PR #509, opened 2018-12-22
Add .splitEntryChunks() to webpack.config.js

bocharsky-bw:
| Q             | A
| ------------- | ---
| License       | MIT

Don't we need adding .`.splitEntryChunks()` as pointed in docs? See https://github.com/symfony/webpack-encore-bundle#usage

### DIFF
--- a/symfony/webpack-encore-bundle/1.0/webpack.config.js
+++ b/symfony/webpack-encore-bundle/1.0/webpack.config.js
@@ -21,6 +21,9 @@ Encore
     //.addEntry('page1', './assets/js/page1.js')
     //.addEntry('page2', './assets/js/page2.js')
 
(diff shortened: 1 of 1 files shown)


weaverryan:
Yea, I kinda think we should. Everyone should now be using the Twig helpers, so you get this optimization “for free” by enabling this.

bocharsky-bw:
@weaverryan Can take a look at docs later, but what do you mean about different output files in the “first example” page? We still have runtime.js, app.css, and app.js. We also mention entrypoints.json on that page too, though I don't see any mention for manifest.json there

weaverryan:
Hmm, you might be right that no changes are needed. I was thinking that some files might be “split” already - and so we might have a vendor~...js type of file. But probably there isn’t enough to cause splitting in that first chapter.

+1 for this PR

● **Task**: Wherever a line above includes the string "bundle", count it; give only the final tally.

● **Task answer**: 3